◆ Problem to solve ◆
Only the lines from the one containing "Revamp the S3 Log Onboarding UI" through the end of the data below should be copied, each exactly as written and with both ends kept.
Records for this exercise Start Marker
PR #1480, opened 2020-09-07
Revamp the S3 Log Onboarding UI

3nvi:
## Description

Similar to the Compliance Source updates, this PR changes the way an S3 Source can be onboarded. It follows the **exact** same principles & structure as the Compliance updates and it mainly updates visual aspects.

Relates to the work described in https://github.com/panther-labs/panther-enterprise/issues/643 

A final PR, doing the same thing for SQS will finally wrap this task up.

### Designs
Records for this exercise End Marker
◆ Exercise output ◆
Revamp the S3 Log Onboarding UI

3nvi:
## Description

Similar to the Compliance Source updates, this PR changes the way an S3 Source can be onboarded. It follows the **exact** same principles & structure as the Compliance updates and it mainly updates visual aspects.

Relates to the work described in https://github.com/panther-labs/panther-enterprise/issues/643 

A final PR, doing the same thing for SQS will finally wrap this task up.

### Designs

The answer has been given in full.